> [Problem details]: Beneath this instruction is a block of data; output from it exactly the lines that run from the one containing "--- a/src/rules/objectTypeDelimiter.js" through the one containing "tokens = context.getSourceCode().getTokens(node);", inclusive.

(Stored data entries)
PR #317, opened 2018-02-15
fix: object-type-delimeter with new babel-eslint

mwiencek:
Using babel-eslint 8.2.1, the object-type-delimeter rule does nothing, apparently because the `ObjectType{CallProperty,Indexer,Property}` nodes no longer contain trailing semicolons/commas, but their parent `ObjectTypeAnnotation` nodes do.

I could not find a changelog or git commit entry in any of the associated projects for where/why this was changed...

I tried to keep compatibility with both cases, because it's not clear what version this project is targeting. However, I don't know of a good way to test the new behavior given the version of babel-eslint now locked in devDependencies.

### DIFF
--- a/src/rules/objectTypeDelimiter.js
+++ b/src/rules/objectTypeDelimiter.js
@@ -24,8 +24,18 @@ const create = (context) => {
   }
 
   const requireProperPunctuation = (node) => {
-    const tokens = context.getSourceCode().getTokens(node);
-    const lastToken = tokens[tokens.length - 1];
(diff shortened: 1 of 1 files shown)


mwiencek:
I did test the new code path in my own project by manually updating node_modules/eslint-plugin-flowtype/dist/rules/objectTypeDelimiter.js with these changes, and running eslint; the object-type-delimeter rule then started reporting errors as expected. Since tests pass here, it appears to still work with the older dependency too.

> [Exercise result]:
--- a/src/rules/objectTypeDelimiter.js
+++ b/src/rules/objectTypeDelimiter.js
@@ -24,8 +24,18 @@ const create = (context) => {
   }
 
   const requireProperPunctuation = (node) => {
-    const tokens = context.getSourceCode().getTokens(node);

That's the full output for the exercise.